目次
情報保護のために未知の敵を知るー「標的型攻撃」「振る舞い」「サンドボックス」
マイナンバー(社会保障・税番号制度)のような、社会インフラとなるようなシステムには、昨今話題に上がっている漏洩事故等の脅威状況が背景となり、未知への脅威対策強化が企業に対して求められているようです。
いわゆる標的型攻撃を対象とした対策は、これまでのセキュリティ対策と少し異なる点があります。ですが、ウイルス対策の定義ファイルを最新にする、OSやアプリケーションのパッチは出来る限り速やかに適用する等の対策が基本であり最も重要です。
また、「攻撃に気づかれない事が重要なため、様々な工夫がされている攻撃」として、
標的の人や組織、システムを良く調べた上で攻撃を仕掛けてこられます。
このような特性のある標的型攻撃や未知の攻撃への対策として、より効果の高い対策を実現するための、特に重要なポイントを紹介します。
対策の重要ポイントー検知、解析
未知の攻撃やマルウェア検知を実現するためには、複数のポイントで、可能な範囲で多くのテクノロジーを検知に活用することが重要です。

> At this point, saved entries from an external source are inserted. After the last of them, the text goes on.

PR #6135, opened 2023-11-30
feat(scrapeConfigs): Add sharding to scrapeConfigs

### LINKED ISSUE #5637: ScrapeConfig objects don't work properly when Prometheus sharding is used
`generateScrapeConfig` gets the shard number as an input parameter but it doesn't make use of it. As a result, targets from ScrapeConfigs are scraped by all shards while they should be distributed.
 
https://github.com/prometheus-operator/prometheus-operator/blob/d3c37ea81bf3afcd7030819b054f65780e69a237/pkg/prometheus/promcfg.go#L2135-L2140

adinhodovic:
## Description

Fixes #5637.

## Type of change

## Changelog entry

```release-note
feat(scrapeConfigs): Add sharding to scrapeConfigs
```

### DIFF
--- a/pkg/prometheus/promcfg.go
+++ b/pkg/prometheus/promcfg.go
@@ -540,7 +540,7 @@ func (cg *ConfigGenerator) GenerateServerConfiguration(
 	scrapeConfigs = cg.appendServiceMonitorConfigs(scrapeConfigs, sMons, apiserverConfig, store, shards)
 	scrapeConfigs = cg.appendPodMonitorConfigs(scrapeConfigs, pMons, apiserverConfig, store, shards)
 	scrapeConfigs = cg.appendProbeConfigs(scrapeConfigs, probes, apiserverConfig, store, shards)
-	scrapeConfigs, err := cg.appendScrapeConfigs(ctx, scrapeConfigs, sCons, store)
+	scrapeConfigs, err := cg.appendScrapeConfigs(ctx, scrapeConfigs, sCons, store, shards)
 	if err != nil {
 		return nil, fmt.Errorf("generate scrape configs: %w", err)
 	}
@@ -1444,6 +1444,18 @@ func generateAddressShardingRelabelingRules(relabelings []yaml.MapSlice, shards 
 	return generateAddressShardingRelabelingRulesWithSourceLabel(relabelings, shards, "__address__")
 }
 
+func (cg *ConfigGenerator) generateAddressShardingRelabelingRulesIfMissing(relabelings []yaml.MapSlice, shards int32) []yaml.MapSlice {
+	for i, relabeling := range relabelings {
+		for _, relabelItem := range relabeling {
+			if relabelItem.Key == "action" && relabelItem.Value == "hashmod" {
+				level.Debug(cg.logger).Log("msg", "found existing hashmod relabeling rule, skipping", "idx", i)
+				return relabelings
+			}
+		}
+	}
+	return generateAddressShardingRelabelingRules(relabelings, shards)
+}
+
 func generateAddressShardingRelabelingRulesForProbes(relabelings []yaml.MapSlice, shards int32) []yaml.MapSlice {
 	return generateAddressShardingRelabelingRulesWithSourceLabel(relabelings, shards, "__param_target")
 }
@@ -1680,7 +1692,6 @@ func (cg *ConfigGenerator) generateAdditionalScrapeConfigs(
 		var addlScrapeConfig yaml.MapSlice
 		var relabelings []yaml.MapSlice
 		var otherConfigItems []yaml.MapItem
-		var alreadyHasShardLabel = false
 
 		for _, mapItem := range mapSlice {
 			if mapItem.Key != "relabel_configs" {
@@ -1696,18 +1707,10 @@ func (cg *ConfigGenerator) generateAdditionalScrapeConfigs(
 				if !ok {
 					return nil, fmt.Errorf("error parsing relabel config: %w", err)
 				}
-				for _, relabelItem := range relabeling {
-					if relabelItem.Key == "action" && relabelItem.Value == "hashmod" {
-						level.Debug(cg.logger).Log("msg", "found existing hashmod relabeling rule, skipping", "relabeling", relabeling)
-						alreadyHasShardLabel = true
-					}
-				}
 				relabelings = append(relabelings, relabeling)
 			}
 		}
-		if !alreadyHasShardLabel {
-			relabelings = generateAddressShardingRelabelingRules(relabelings, shards)
-		}
+		relabelings = cg.generateAddressShardingRelabelingRulesIfMissing(relabelings, shards)
 		addlScrapeConfig = append(addlScrapeConfig, otherConfigItems...)
 		addlScrapeConfig = append(addlScrapeConfig, yaml.MapItem{Key: "relabel_configs", Value: relabelings})
 		addlScrapeConfigs = append(addlScrapeConfigs, addlScrapeConfig)
@@ -2224,7 +2227,7 @@ func (cg *ConfigGenerator) GenerateAgentConfiguration(
 	scrapeConfigs = cg.appendServiceMonitorConfigs(scrapeConfigs, sMons, apiserverConfig, store, shards)
 	scrapeConfigs = cg.appendPodMonitorConfigs(scrapeConfigs, pMons, apiserverConfig, store, shards)
 	scrapeConfigs = cg.appendProbeConfigs(scrapeConfigs, probes, apiserverConfig, store, shards)
-	scrapeConfigs, err := cg.appendScrapeConfigs(ctx, scrapeConfigs, sCons, store)
+	scrapeConfigs, err := cg.appendScrapeConfigs(ctx, scrapeConfigs, sCons, store, shards)
 	if err != nil {
 		return nil, fmt.Errorf("generate scrape configs: %w", err)
 	}
@@ -2259,7 +2262,8 @@ func (cg *ConfigGenerator) appendScrapeConfigs(
 	ctx context.Context,
 	slices []yaml.MapSlice,
 	scrapeConfigs map[string]*monitoringv1alpha1.ScrapeConfig,
-	store *assets.Store) ([]yaml.MapSlice, error) {
+	store *assets.Store,
+	shards int32) ([]yaml.MapSlice, error) {
 	scrapeConfigIdentifiers := make([]string, len(scrapeConfigs))
 	i := 0
 	for k := range scrapeConfigs {
@@ -2272,7 +2276,7 @@ func (cg *ConfigGenerator) appendScrapeConfigs(
 
 	for _, identifier := range scrapeConfigIdentifiers {
 		cfgGenerator := cg.WithKeyVals("scrapeconfig", identifier)
-		scrapeConfig, err := cfgGenerator.generateScrapeConfig(ctx, scrapeConfigs[identifier], store)
+		scrapeConfig, err := cfgGenerator.generateScrapeConfig(ctx, scrapeConfigs[identifier], store, shards)
 
 		if err != nil {
 			return slices, err
@@ -2288,6 +2292,7 @@ func (cg *ConfigGenerator) generateScrapeConfig(
 	ctx context.Context,
 	sc *monitoringv1alpha1.ScrapeConfig,
 	store *assets.Store,
+	shards int32,
 ) (yaml.MapSlice, error) {
 	jobName := fmt.Sprintf("scrapeConfig/%s/%s", sc.Namespace, sc.Name)
 	cfg := yaml.MapSlice{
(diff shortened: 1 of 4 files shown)


simonpasquier (commented):
Since ScrapeConfigs offer a low-level interface to the Prometheus configuration, I'd expect that users want to override the automated sharding in some cases. Which means that we may need something similar to what you implemented in 5c8245927a which checks the presence of hashmod action. WDYT?

pkg/prometheus/promcfg.go
```diff
@@ -2317,6 +2319,24 @@ func (cg *ConfigGenerator) generateScrapeConfig(
 
 	if sc.Spec.RelabelConfigs != nil {
 		relabelings = append(relabelings, generateRelabelConfig(labeler.GetRelabelingConfigs(sc.TypeMeta, sc.ObjectMeta, sc.Spec.RelabelConfigs))...)
+	}
+
+	if shards != 1 {
```
simonpasquier, line 2324: I wouldn't make a special case for shard == 1

pkg/prometheus/promcfg.go
```diff
@@ -2317,6 +2319,24 @@ func (cg *ConfigGenerator) generateScrapeConfig(
...
+		alreadyHasShardLabel := false
+		if sc.Spec.RelabelConfigs != nil {
+			for _, relabelConfig := range sc.Spec.RelabelConfigs {
+				if relabelConfig.Action == "hashmod" {
+					level.Debug(cg.logger).Log("msg", "found existing hashmod relabeling rule, skipping", "relabeling", relabelConfig)
+					alreadyHasShardLabel = true
```
simonpasquier, line 2330:
```suggestion
					alreadyHasShardLabel = true
					break
```

pkg/prometheus/promcfg.go
```diff
@@ -2317,6 +2319,24 @@ func (cg *ConfigGenerator) generateScrapeConfig(
 
 	if sc.Spec.RelabelConfigs != nil {
 		relabelings = append(relabelings, generateRelabelConfig(labeler.GetRelabelingConfigs(sc.TypeMeta, sc.ObjectMeta, sc.Spec.RelabelConfigs))...)
+	}
+
+	if shards != 1 {
+		alreadyHasShardLabel := false
+		if sc.Spec.RelabelConfigs != nil {
```
simonpasquier, line 2326: range works with nil slices too.
```suggestion
```

pkg/prometheus/promcfg.go
```diff
@@ -2317,6 +2319,24 @@ func (cg *ConfigGenerator) generateScrapeConfig(
 
 	if sc.Spec.RelabelConfigs != nil {
```
simonpasquier, line 2320: (nit) not part of this change but checking the length of the slice would be more idiomatic.
```suggestion
	if len(sc.Spec.RelabelConfigs) > 0 {
```

pkg/prometheus/promcfg.go
```diff
@@ -2317,6 +2319,24 @@ func (cg *ConfigGenerator) generateScrapeConfig(
...
+					alreadyHasShardLabel = true
+				}
+			}
+		}
+		if !alreadyHasShardLabel {
+			relabelings = generateAddressShardingRelabelingRules(relabelings, shards)
+		}
+	}
+
+	if sc.Spec.RelabelConfigs != nil || shards != 1 {
```
simonpasquier, line 2339: do we need a condition here? At this point, `relabelings` has at least 1 item.

simonpasquier (commented):
Thanks! Just a few nits.

pkg/prometheus/promcfg.go
```diff
@@ -2317,6 +2319,24 @@ func (cg *ConfigGenerator) generateScrapeConfig(
 
 	if sc.Spec.RelabelConfigs != nil {
 		relabelings = append(relabelings, generateRelabelConfig(labeler.GetRelabelingConfigs(sc.TypeMeta, sc.ObjectMeta, sc.Spec.RelabelConfigs))...)
+	}
+
+	if shards != 1 {
+		alreadyHasShardLabel := false
+		if sc.Spec.RelabelConfigs != nil {
+			for _, relabelConfig := range sc.Spec.RelabelConfigs {
+				if relabelConfig.Action == "hashmod" {
```
leviliangtw, line 2328: Hello, I have a suggestion to make the code more readable. 
Here you check the action of "hashmod" as the indicator of "has Shard Label or not"
Is it possible to change the target label "__tmp_hash"  to something like "__tmp_shard_hash"?
Then, you can check the target label "__tmp_shard_hash" and make sure that this is of the purpose for sharding. 
Also, it could also avoid misjudgment if somebody just add their own "hashmod" action for other purpose.

simonpasquier: @leviliangtw I'm not sure to understand your point about the "__tmp_shard_hash" label?

I'm not aware of other use cases for the "hashmod" action than target sharding so I'm fine with the current approach but we might want to convey the nuance in the docs (e.g. "if the relabelConfigs list contains an item with `action: hashmod` then the operator will not apply the automatic target sharding.").

pkg/prometheus/promcfg.go
adinhodovic: Had a similar approach to https://github.com/adinhodovic/prometheus-operator/blob/a65089818bb12c1d573650554b74d9fcc11e9fb5/pkg/prometheus/promcfg.go#L1668-L1670.

Fine with removing it, however the changeset is noisy due to all sharding relabel configs added to each scrape config as you can see in the commit.

pkg/prometheus/promcfg.go
adinhodovic: No, not if we add sharding relabels for non-sharded setups. Fixed.

pkg/prometheus/promcfg.go
```diff
@@ -2318,11 +2320,23 @@ func (cg *ConfigGenerator) generateScrapeConfig(
...
+	for _, relabelConfig := range sc.Spec.RelabelConfigs {
+		if relabelConfig.Action == "hashmod" {
+			level.Debug(cg.logger).Log("msg", "found existing hashmod relabeling rule, skipping", "relabeling", relabelConfig)
+			alreadyHasShardLabel = true
+			break
+		}
+	}
+	if !alreadyHasShardLabel {
+		relabelings = generateAddressShardingRelabelingRules(relabelings, shards)
+	}
```
ArthurSens, line 2337: I think we want to wrap this inside a conditional `if shards > 1`

Seems wrong to add shard-related relabelings even though Prometheus isn't sharded 🤔

pkg/prometheus/promcfg.go
ArthurSens: I think you removed the conditional you had above, which means we need the condition back 😅 

IMHO we should keep the conditional before we get here, i.e. on line 2326

pkg/prometheus/promcfg.go
simonpasquier: The initial reasoning was probably that the extra branch makes the code a bit less readable for little gain.

pkg/prometheus/promcfg.go
```diff
@@ -2318,11 +2320,23 @@ func (cg *ConfigGenerator) generateScrapeConfig(
...
-	if sc.Spec.RelabelConfigs != nil {
+	if len(sc.Spec.RelabelConfigs) > 0 {
 		relabelings = append(relabelings, generateRelabelConfig(labeler.GetRelabelingConfigs(sc.TypeMeta, sc.ObjectMeta, sc.Spec.RelabelConfigs))...)
-		cfg = append(cfg, yaml.MapItem{Key: "relabel_configs", Value: relabelings})
 	}
 
+	alreadyHasShardLabel := false
+	for _, relabelConfig := range sc.Spec.RelabelConfigs {
+		if relabelConfig.Action == "hashmod" {
+			level.Debug(cg.logger).Log("msg", "found existing hashmod relabeling rule, skipping", "relabeling", relabelConfig)
```
simonpasquier, line 2330: (nit) RelabelConfig doesn't implement the Stringer interface so it won't log cleanly.
```suggestion
			level.Debug(cg.logger).Log("msg", "found existing hashmod relabeling rule, skipping", "idx", i)
```

pkg/prometheus/promcfg.go
```diff
@@ -2318,11 +2320,23 @@ func (cg *ConfigGenerator) generateScrapeConfig(
...
 	}
 
-	if sc.Spec.RelabelConfigs != nil {
+	if len(sc.Spec.RelabelConfigs) > 0 {
 		relabelings = append(relabelings, generateRelabelConfig(labeler.GetRelabelingConfigs(sc.TypeMeta, sc.ObjectMeta, sc.Spec.RelabelConfigs))...)
-		cfg = append(cfg, yaml.MapItem{Key: "relabel_configs", Value: relabelings})
 	}
 
+	alreadyHasShardLabel := false
+	for _, relabelConfig := range sc.Spec.RelabelConfigs {
```
simonpasquier, line 2328:
```suggestion
	for i, relabelConfig := range sc.Spec.RelabelConfigs {
```

pkg/prometheus/promcfg.go
ArthurSens: I imagine that Prometheus will need to perform extra CPU work for nothing if we add a no-op relabeling rule. I don't know exactly how much of an impact this could have, but I can imagine a few CPU cycles going to waste for very large-scale Prometheus :P

adinhodovic: I've reverted the change and the skipping non-sharded configs will be done again now. I agree on not adding a relabelling rule, might be confusing for users that do not shard as well.

pkg/prometheus/promcfg.go
```diff
@@ -2318,8 +2320,25 @@ func (cg *ConfigGenerator) generateScrapeConfig(
...
+				alreadyHasShardLabel = true
+				break
+			}
+		}
+		if !alreadyHasShardLabel {
+			relabelings = generateAddressShardingRelabelingRules(relabelings, shards)
+		}
+	}
+
+	if len(sc.Spec.RelabelConfigs) > 0 || shards != 1 {
```
simonpasquier, line 2341:
```suggestion
	if len(relabelings) > 0 {
```

pkg/prometheus/promcfg.go
```diff
@@ -2318,8 +2320,25 @@ func (cg *ConfigGenerator) generateScrapeConfig(
...
 	}
 
-	if sc.Spec.RelabelConfigs != nil {
+	if len(sc.Spec.RelabelConfigs) > 0 {
 		relabelings = append(relabelings, generateRelabelConfig(labeler.GetRelabelingConfigs(sc.TypeMeta, sc.ObjectMeta, sc.Spec.RelabelConfigs))...)
+	}
+
+	if shards != 1 {
+		alreadyHasShardLabel := false
+		for i, relabelConfig := range sc.Spec.RelabelConfigs {
```
simonpasquier, line 2329: (nit)
```suggestion
		for i, relabelConfig := range relabelconfigs {
```

pkg/prometheus/promcfg.go
```diff
@@ -2318,8 +2320,25 @@ func (cg *ConfigGenerator) generateScrapeConfig(
...
+			if relabelConfig.Action == "hashmod" {
+				level.Debug(cg.logger).Log("msg", "found existing hashmod relabeling rule, skipping", "idx", i)
+				alreadyHasShardLabel = true
+				break
+			}
+		}
+		if !alreadyHasShardLabel {
+			relabelings = generateAddressShardingRelabelingRules(relabelings, shards)
```
simonpasquier, line 2337: (suggestion) we could also have a new `generateAddressShardingRelabelingRulesIfMissing` function (sorry for the long name, feel free to use something shorter!). It would make code a bit more readable IMHO.

ArthurSens (approved):
LGTM! Sorry for the whole ping-pong with the 1 shard situation 😬

pkg/prometheus/promcfg.go
```diff
@@ -1444,6 +1444,22 @@ func generateAddressShardingRelabelingRules(relabelings []yaml.MapSlice, shards
...
+			if relabelItem.Key == "action" && relabelItem.Value == "hashmod" {
+				level.Debug(cg.logger).Log("msg", "found existing hashmod relabeling rule, skipping", "idx", i)
+				alreadyHasShardLabel = true
+			}
+		}
+	}
+	if !alreadyHasShardLabel {
+		return generateAddressShardingRelabelingRules(relabelings, shards)
+	}
+	return relabelings
```
simonpasquier, line 1460: just a suggestion, feel free to ignore
```suggestion
	for i, relabeling := range relabelings {
		for _, relabelItem := range relabeling {
			if relabelItem.Key == "action" && relabelItem.Value == "hashmod" {
				level.Debug(cg.logger).Log("msg", "found existing hashmod relabeling rule, skipping", "idx", i)
				return generateAddressShardingRelabelingRules(relabelings, shards)
			}
		}
	}

	return relabelings
```

adinhodovic: cleaner :+1:

simonpasquier (approved):
Thanks!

例えば、マルウェア検知の場合、以下のような検知ポイントがあります。
(1)洗練されたシグネチャ解析
(2)様々な収集情報を活用する、ファイルレピュテーション
(3)高速なエミュレーション分析
(4)詳細なサンドボックス分析
(5)詳細な静的コード解析
(1)のシグネチャはすでに発見されているマルウェア検知に有効で、(2)のレピュテーションは、ごく最近報告されたマルウェア検知に有効です。
(3)のエミュレーション、(4)のサンドボックス、(5)の詳細な静的コード解析は、未知のマルウェア検知に有効です。
これだけは避けたいー属人的対応
上記の検知テクノロジーには、それぞれ強みと弱みがあります。
一つのテクノロジーに依存することは検知の範囲が限定され、非効率になってしまうため、複数のテクノロジーを使えることや、適材適所で使い分けられるようになっていることが望ましいでしょう。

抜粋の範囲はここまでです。